**TASK ITEM**: Copy every line in the records below that contains the word "whitelist".

**DATA PROVIDED**:
PR #8413, opened 2022-08-27
Use rich dependencies when updating dependencies

ekohl:
Now that EL 7 has been dropped, rich dependencies can be used. This not only makes specs easier to read, they are also more accurate.

Also adds a commit that updates foreman, foreman-proxy and rubygem-katello. The SCL compatibility is also dropped since the new dependencies don't have SCL macros either. Partial SCL compatibility can only lead to confusion and bugs.

This is still a draft since the gem2rpm template doesn't generate rich dependencies yet.

### DIFF
--- a/get-gemfile-deps
+++ b/get-gemfile-deps
@@ -10,8 +10,29 @@ EXCLUDED_REQUIRES = {
   'Requires' => ['activerecord-nulldb-adapter']
 }
 
-def package(gem)
-  return "rubygem(#{gem})"
+def build_requirement(dependency)
+  name = "rubygem(#{dependency.name})"
+
+  requirements = []
+
+  dependency.requirement.requirements.each do |op, version|
+    if op == '~>'
+      requirements << "#{name} >= #{version}" << "#{name} < #{version.bump}.0"
+    elsif op == '>=' && version.to_s == '0'
+      # handled later
+    elsif op != '!=' # != is not supported in RPM
+      requirements << "#{name} #{op} #{version}"
+    end
+  end
+
+  case requirements.length
+  when 0
+    name
+  when 1
+    requirements.first
+  else
+    "(#{requirements.join(' with ')})"
+  end
 end
 
 unless File.file?(filename)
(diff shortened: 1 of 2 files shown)


ekohl:
And this fails badly because our builder is still EL7 which doesn't understand rich dependencies. That means rpmlint fails.

ekohl:
I've rebased this now that we have an EL8 builder. Let's see if this builds.

packages/foreman/foreman-proxy/foreman-proxy.spec
```diff
@@ -40,8 +40,8 @@ Requires:       rubygem(logging) < 3.0.0
 Requires:       rubygem(sinatra)
 
 # start specfile default Requires
-Requires: rubygem(concurrent-ruby) >= 1.0
-Requires: rubygem(concurrent-ruby) < 2.0
+Requires: rubygem(smart_proxy)
```
ekohl, line 43: Hmm, not sure where this came from but this is not intended. Looks like the script needs some tweaking :(

packages/katello/rubygem-katello/rubygem-katello.spec
```diff
@@ -41,7 +41,6 @@ BuildRequires: rubygem(foreman-tasks) >= 5.0
 BuildRequires: rubygem(foreman_remote_execution) >= 7.1.0
 BuildRequires: rubygem(dynflow) >= 1.6.1
 BuildRequires: rubygem(activerecord-import)
-BuildRequires: rubygem(qpid_proton)
```
ekohl, line 44: I believe this is one we should also include in 4.10.

ekohl:
[test rpm]

packages/foreman/foreman/foreman.spec
```diff
@@ -44,83 +44,50 @@ Requires(preun): systemd-units
...
-Requires: rubygem(rack-cors) < 2.0
-Requires: rubygem(jwt) >= 2.2.2
-Requires: rubygem(jwt) < 3.0
-Requires: rubygem(graphql) >= 1.13.0
-Requires: rubygem(graphql) < 1.14.0
+Requires: (rubygem(rack-cors) >= 1.1 with rubygem(rack-cors) < 2.0)
+Requires: (rubygem(jwt) >= 2.2.2 with rubygem(jwt) < 3.0)
+Requires: (rubygem(graphql) >= 1.13.0 with rubygem(graphql) < 1.14.0)
 Requires: rubygem(graphql-batch)
+Requires: rubygem(rss)
```
ekohl, line 90: This is from my local Gemfile and breaks things.
```
DEBUG util.py:634:  No matching package to install: 'rubygem(rss)'
DEBUG util.py:634:  Not all dependencies satisfied
DEBUG util.py:634:  Error: Some packages could not be found.
```

ekohl:
Updated to only the template. Individual package update create too many conflicts so I need to keep rebasing.

@evgeni can we merge this now?

evgeni (approved):

PR #8414, opened 2022-08-27
Showcase dynamic build requires

ekohl:
Since Fedora 31 it's possible to use [Dynamic BuildRequires](https://fedoraproject.org/wiki/Changes/DynamicBuildRequires). This removes the need to change the spec file all the time to keep in sync with the Foreman repo itself.

Once EL 8 support is dropped, this can be used. Since that's far in the future, I haven't done the same for NPM yet but obviously that's possible too.

In a proper implementation we would have tooling that's usable in all package, like a foreman-packaging RPM with reusable scripts and macros.


ekohl:
Rebased to resolve a conflict. Since we now have EL 9 builds, it should be possible to verify it works with COPR. Until we drop EL 8, we can't avoid commits like 212285ea5a2416849f67a2d684133cfb1c9f3290 but at least with packit we'll have correct build requires for EL 9.

evgeni:
> I don't quite understand why this is failing.

Because nodejs-packaging is in a module, and we don't enable that in closure.
But also, because it's looking at the SRPM, and we actually don't care about SRPM closure in prod.

packages/foreman/foreman/foreman.spec
```diff
@@ -391,6 +399,7 @@ Meta package with support for building RPMs in the Foreman release cycle.
 
 %files build
 %{_sysconfdir}/rpm/macros.%{name}-dist
+# TODO: ship SOURCE1
```
evgeni, line 402: do we have to? it's the only project that uses a `Gemfile`, others would need `gemspec` support.

packages/foreman/foreman/foreman.spec
```diff
@@ -210,7 +214,11 @@ BuildRequires: (rubygem(coffee-rails) >= 5.0.0 with rubygem(coffee-rails) < 5.1.
 # start specfile facter BuildRequires
 BuildRequires: rubygem(facter)
 # end specfile facter BuildRequires
-
+%else
+%generate_buildrequires
+# TODO: Generate npm
+%{SOURCE1}
```
evgeni, line 220: This syntax is super weird, but I guess it's not something we have influence on.
(For others: you start the `%generate_buildrequires` section(macro? whatever) and then every line that is printed on stdout becomes a `BuildRequires: <the line>`.)

Maybe
```suggestion
%generate_buildrequires
# TODO: Generate npm
./%{SOURCE1}
```
so its more obvious we're executing a script here?

evgeni: Indeed
```
Executing(%generate_buildrequires): /bin/sh -e /var/tmp/rpm-tmp.edESHh
+ umask 022
+ cd /builddir/build/BUILD
+ cd foreman-3.11.0-develop
+ /builddir/build/SOURCES/gen-gem-buildreqs
+ RPM_EC=0
++ jobs -p
+ exit 0
Wrote: /builddir/build/SRPMS/foreman-3.11.0-0.3.develop.el9.buildreqs.nosrc.rpm
```

packages/foreman/foreman/gen-gem-buildreqs
```diff
@@ -0,0 +1,33 @@
+#!/usr/bin/env ruby
+require 'bundler'
```
evgeni, line 2: This needs `rubygem(bundler)`, but I don't think it's part of our `BuildRequires` today?

```
BuildRequires: rubygem(bigdecimal)
BuildRequires: /usr/bin/ruby
BuildRequires: rubygems
BuildRequires: rubygem(rake) >= 0.8.3
BuildRequires: rubygem(bundler_ext)
```

(rubygems probably pulls it in, or bundler_ext, but I prefer being explicit)

ekohl: I think it's a good point that we become explicit about build requires. I also considered expanding the script with generating a correct Ruby requirement.

Also, I've been wanting to get rid of `bundler_ext`. Its point was to remove the bundler version requirements, but these days we convert them literally. With this it's even more.

ekohl: Added as an explicit build requires.

ekohl:
I'd like to move forward with this, even if it's incomplete.

packages/foreman/foreman/foreman.spec
```diff
@@ -107,61 +108,15 @@ BuildRequires: rubygem(bigdecimal)
 BuildRequires: gettext
 BuildRequires: /usr/bin/ruby
 BuildRequires: rubygems
+BuildRequires: rubygems(bundler)
```
evgeni, line 111:
```suggestion
BuildRequires: rubygem(bundler)
```

packages/foreman/foreman/foreman.spec
```diff
@@ -107,61 +108,15 @@ BuildRequires: rubygem(bigdecimal)
...
 BuildRequires: rubygems
+BuildRequires: rubygem(bundler)
 BuildRequires: rubygem(rake) >= 0.8.3
 BuildRequires: rubygem(bundler_ext)
 BuildRequires: /usr/bin/npx
 BuildRequires: make
-BuildRequires: (rubygem(rss) or ruby-default-gems < 3.0)
 Requires: (rubygem(rss) or ruby-default-gems < 3.0)
 BuildRequires: (rubygem(rexml) or ruby-default-gems < 3.0)
 Requires: (rubygem(rexml) or ruby-default-gems < 3.0)
```
evgeni, line 118: Why do we need rexml, https://github.com/theforeman/foreman-packaging/pull/10393 does not say it :crying_cat_face:

packages/foreman/foreman/foreman.spec
```diff
@@ -198,19 +153,9 @@ BuildRequires: (npm(os-browserify) >= 0.3.0 with npm(os-browserify) < 1.0.0)
...
-BuildRequires: (rubygem(execjs) >= 1.4.0 with rubygem(execjs) < 3.0)
-BuildRequires: (rubygem(terser) >= 1.1 with rubygem(terser) < 2.0)
-BuildRequires: (rubygem(sass-rails) >= 6.0 with rubygem(sass-rails) < 7.0)
-# end specfile assets BuildRequires
-
-# start specfile facter BuildRequires
-BuildRequires: rubygem(facter)
-# end specfile facter BuildRequires
-
+%generate_buildrequires
```
evgeni, line 156: This can also be used on normal gems, right?
The script is only needed because core is not a gem?

packages/foreman/foreman/foreman.spec
ekohl: It also confused me

packages/foreman/foreman/foreman.spec
ekohl: There is no generic implementation for gems because there's no good way to determine what's needed. But we can implement this ourselves.

I'd like to have something for Foreman plugins as well but thought to first focus on Foreman itself since I think it's where we get the most benefits.

Also converting nodejs is a good next step but I thought it was already complex enough now

evgeni (approved):

ekohl:
Rebased to resolve the merge conflict.

I suspect we need to update Foreman's packit config so I opened https://github.com/theforeman/foreman/pull/10592.

@pcreech @zjhuntin can you also take a look if this will cause problems downstream?

Odilhao:
I've been looking into Dynamic Build Requires since 2023 when we build the PEP-517 packages for pulp related stuff.

My concern since them is the fact that we don't control most of the packages, we already have rich dependencies for packages. Can we limit the scope of dynamic build in the beginning for just packages that we own on Foreman? 

On the downstream side of it, since we are already on EL9 I don't see any issue with this, all the required packages are already present in the buildroot.

ekohl:
> My concern since them is the fact that we don't control most of the packages, we already have rich dependencies for packages. Can we limit the scope of dynamic build in the beginning for just packages that we own on Foreman?

This is **just** on `foreman.spec` and even then only the gems, no other packages. In the future we can expand it to Foreman plugins too. Those are the ones we absolutely own.

I'd also like to expand it to runtime gem dependencies and cover NPM as well.

> On the downstream side of it, since we are already on EL9 I don't see any issue with this, all the required packages are already present in the buildroot.

If there are no downstream concerns and there is a prior approval from @evgeni then I'd like to ask you to merge it so we can see how it works in practice.

ShimShtein:
I suppose the next step will be to create a similar script for the npm packages too?

ekohl:
Rebased.

> I suppose the next step will be to create a similar script for the npm packages too?

Yes, I wrote that in https://github.com/theforeman/foreman-packaging/pull/8414#issuecomment-3032439633:

> I'd also like to expand it to runtime gem dependencies and cover NPM as well.

PR #8422, opened 2022-08-29
Refs #34647 - Update rubygem-apipie-rails to 0.8.1

ekohl:


ehelms (approved):
Once the spec file is fixed to deal with the Gemfile not found

PR #8429, opened 2022-08-30
Update Pulp gems for 3.4

ekohl:
These versions allow Faraday < 2 instead of < 1.9, which is needed to properly package foreman_google.


ekohl:
I realize we haven't ran a pipeline with this yet. https://ci.theforeman.org/job/katello-nightly-rpm-pipeline/1421/ is still running.

ekohl:
It was green, so all good.

PR #8431, opened 2022-08-30
Remove jsoncpp and qpid-proton from f-client-el9

ekohl:
These packages are allowed to by built in koji so this change aligns the git repo with koji.

It still leaves 2 issues I'm unsure how to deal with:

# Packages not expected in foreman-plugins-nightly-el8
 * [x] yggdrasil
```shell
koji remove-pkg foreman-plugins-nightly-el8 yggdrasil
```

This package is also in the client tools. Is it intentional that it's in both plugins and client?

 * [x] gofer
```shell
```

I don't know the status of this either.

### DIFF
--- a/rel-eng/tito.props
+++ b/rel-eng/tito.props
@@ -507,11 +507,9 @@ whitelist =
   foreman-release
   foreman_ygg_worker
   gofer
-  jsoncpp
   katello-host-tools
   katello-pull-transport-migrate
   python-psutil
-  qpid-proton
   rubygem-foreman_scap_client
   tracer
   yggdrasil


ekohl:
@ehelms do you happen to know what's up with yggdrasil and gofer?

ehelms:
I don't know why it is reporting those, I do not get those same results when using the Obal functionality. Perhaps we have a discrepancy if this was calculated off of the tito data?

ekohl:
> I don't know why it is reporting those, I do not get those same results when using the Obal functionality. Perhaps we have a discrepancy if this was calculated off of the tito data?

That can be explained by the fact that right now gofer is not in the tito whitelist, but the koji tags in `package_manifest.yaml` do say it should be built. If we look at http://koji.katello.org/koji/buildinfo?buildID=39828 it looks like it was originally built for `pulp-nightly-rhel7`.

It was added for EL8 in e6aa20bb74bdf2abfee4146c9ca254029611f1f8 so perhaps someone did some manual work? I get the impression that gofer should actually be there and it was an omission. It is also in comps.

Then for yggdrasil: http://koji.katello.org/koji/packageinfo?packageID=2854. It is in foreman-plugins. Essentially all tags. That looks like someone manually messed up. However, in 097f17b3900d393eeff7bdffdf90a90da4efc502 it was added to comps. So now I do wonder how it's supposed to work. Should it be released and tagged into both plugins and client?

ehelms:
> It was added for EL8 in [e6aa20b](https://github.com/theforeman/foreman-packaging/commit/e6aa20bb74bdf2abfee4146c9ca254029611f1f8) so perhaps someone did some manual work? I get the impression that gofer should actually be there and it was an omission. It is also in comps.

Gofer used to be built into Pulp tags as it came from them, and since it receives so few updates it was likely tagged over as that was easy and the right build existed and it has since needed no updates.



> Then for yggdrasil: http://koji.katello.org/koji/packageinfo?packageID=2854. It is in foreman-plugins. Essentially all tags. That looks like someone manually messed up. However, in [097f17b](https://github.com/theforeman/foreman-packaging/commit/097f17b3900d393eeff7bdffdf90a90da4efc502) it was added to comps. So now I do wonder how it's supposed to work. Should it be released and tagged into both plugins and client?

yggdrasil is required in the client and plugin repositories

PR #8432, opened 2022-08-30
don't try to install extras/noVNC

evgeni:


ekohl:
Bleh, the one time I think "I might as well merge it" ...

PR #8814, opened 2022-12-02
Split the installer into multiple subpackages & add Pulp installer

ekohl:
Needs https://github.com/theforeman/foreman-installer/pull/822.

To test:

```
dnf install https://yum.theforeman.org/releases/latest/el8/x86_64/foreman-release.rpm https://yum.puppet.com/puppet7-release-el-8.noarch.rpm
cat <<EOF > /etc/yum.repos.d/pulp-installer.repo
[pulp-installer]
name=Pulp Installer
baseurl=https://ekohl.nl/pulp-installer
gpgcheck=0
enabled=1
EOF
dnf install foreman-installer-scenario-pulp
. /etc/profile.d/puppet-agent.sh
openssl req -x509 -nodes -days 365 -newkey rsa:2048 -keyout /etc/pki/tls/private/localhost.key -out /etc/pki/tls/certs/localhost.crt
foreman-installer --pulpcore-servername $HOSTNAME --pulpcore-worker-count 1 --pulpcore-content-service-worker-count 1 --pulpcore-api-service-worker-count 1 --pulpcore-django-secret-key eep4quah0iatheehah9gai3Joo2quooThotahreethahgh0AhD --pulpcore-postgresql-db-password hagoa4see6ziefahthie7peigeega9E
```

Note that in my repo I haven't built the latest changes yet so you still need to hack the repo yourself.

### DIFF
--- a/packages/foreman/foreman-installer/foreman-installer.spec
+++ b/packages/foreman/foreman-installer/foreman-installer.spec
@@ -1,3 +1,10 @@
+<<<<<<< HEAD
+=======
+%global configdir %{_datadir}/%{name}/config
+%global parser_cache %{_datadir}/%{name}/parser_cache
+%global scenariodir %{_sysconfdir}/%{name}/scenarios.d
+
+>>>>>>> 95b6583a2 (Split the installer into multiple subpackages)
 %global release 1
 %global prereleasesource develop
 %global prerelease %{?prereleasesource}
@@ -7,22 +14,16 @@ Epoch:      1
 Version:    3.8.0
 Release:    %{?prerelease:0.}%{release}%{?prerelease:.}%{?prerelease}%{?nightly}%{?dist}
 Summary:    Puppet-based installer for The Foreman
-Group:      Applications/System
 License:    GPLv3+ and ASL 2.0
 URL:        https://theforeman.org
 Source0:    https://downloads.theforeman.org/%{name}/%{name}-%{version}%{?prerelease:-}%{?prerelease}.tar.bz2
 
 BuildArch:  noarch
 
-Requires:   curl
-Requires:   hostname
-Requires:   puppet-agent >= 7.0.0
-Requires:   rubygem(kafo) >= 6.5.0
-Requires:   rubygem(kafo) < 8.0.0
-Requires:   ruby(release)
+Requires: %{name}-scenario-foreman = %{epoch}:%{version}-%{release}
 
 BuildRequires: asciidoc
-BuildRequires: puppet-agent >= 7.0.0
+BuildRequires: puppet-agent >= 6.15.0
 BuildRequires: rubygem(rake)
 BuildRequires: rubygem(kafo) >= 6.5.0
 BuildRequires: rubygem(kafo) < 8.0.0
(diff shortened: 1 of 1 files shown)


packages/foreman/foreman-installer/foreman-installer.spec
```diff
@@ -10,55 +11,92 @@ Epoch:      1
...
 
 BuildArch:  noarch
 
-Requires:   curl
-Requires:   hostname
-Requires:   puppet-agent >= 6.15.0
-Requires:   %{?scl_prefix}rubygem(kafo) >= 6.5.0
-Requires:   %{?scl_prefix}rubygem(kafo) < 7.0.0
-Requires:   %{?scl_prefix_ruby}ruby(release)
+Requires: %{name}-scenario-foreman = %{epoch}:%{version}-%{release}
```
ehelms, line 20: I was not expecting this part, that foreman-installer main package would have a requires on a scenario

packages/foreman/foreman-installer/foreman-installer.spec
```diff
@@ -85,61 +123,71 @@ foreman-installer --scenario katello --migrations-only > /dev/null
...
-%{_sysconfdir}/%{name}/scenarios.d/katello.migrations
-%config(noreplace) %attr(600, root, root) %{_sysconfdir}/%{name}/scenarios.d/katello.yaml
-%config(noreplace) %attr(600, root, root) %{_sysconfdir}/%{name}/scenarios.d/katello-answers.yaml
-%config(noreplace) %{_sysconfdir}/%{name}/scenarios.d/katello-migrations-applied
+%files scenario-foreman
+%{configdir}/foreman.migrations
+%config(noreplace) %attr(600, root, root) %{scenariodir}/foreman.yaml
+%config(noreplace) %attr(600, root, root) %{scenariodir}/foreman-answers.yaml
+%config(noreplace) %{scenariodir}/foreman-migrations-applied
+%{parser_cache}/foreman.yaml
```
ehelms, line 163: These 5 lines have a pattern to them seen in other scenarios -- is it worth a macro?

ekohl: I like that idea.

packages/foreman/foreman-installer/foreman-installer.spec
ekohl: I still debated this in my head. I first wrote it here for compatibility or upgrades. Initially when I wrote this PR I really wanted to create a pulp installer and the split part was mostly to have a decent base to work on.

Perhaps we should not have `foreman-installer` as a real package anymore at all, just make all the scenarios `Provide: foreman-installer = %{version}`?

packages/foreman/foreman-installer/foreman-installer.spec
```diff
@@ -85,61 +123,71 @@ foreman-installer --scenario katello --migrations-only > /dev/null
...
+%{_datadir}/%{name}/config/foreman.hiera
+%{_datadir}/%{name}/hooks
+%{_datadir}/%{name}/modules
+%{_datadir}/%{name}/VERSION
+%dir %{parser_cache}
+%{_mandir}/man8/%{name}.8*
+
+%files katello-common
+%{_datadir}/%{name}/katello-certs
+%{parser_cache}/foreman-proxy-certs.yaml
```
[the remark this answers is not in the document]
ekohl: You may be right. I wasn't sure where we want to use this. Perhaps we shouldn't even name it an installer scenario and just make it `katello-certs` or something, since there's no separate scenario file it doesn't store any answers. It just provides a script to generate the certificates that could in theory also be used in some standalone server (like an offline CA).

ekohl:
Note to self: this is missing `%post` sections to run the migrations. There we should actually make sure they exit with code 0 (by using `|| :`). We may also need to redirect stderr to /dev/null since the logger complains about an unknown terminal if executed non-interactively via Ansible, or fix that in the installer/Kafo itself.

This came up in https://bugzilla.redhat.com/show_bug.cgi?id=2162704

packages/foreman/foreman-installer/foreman-installer.spec
ekohl: I couldn't figure out how to make that work. Room for a future improvement I guess.

packages/foreman/foreman-installer/foreman-installer.spec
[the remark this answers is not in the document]
ekohl: If we consider the downstream scenario then its own package makes sense.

**WRITTEN ANSWER**:
@@ -507,11 +507,9 @@ whitelist =
That can be explained by the fact that right now gofer is not in the tito whitelist, but the koji tags in `package_manifest.yaml` do say it should be built. If we look at http://koji.katello.org/koji/buildinfo?buildID=39828 it looks like it was originally built for `pulp-nightly-rhel7`.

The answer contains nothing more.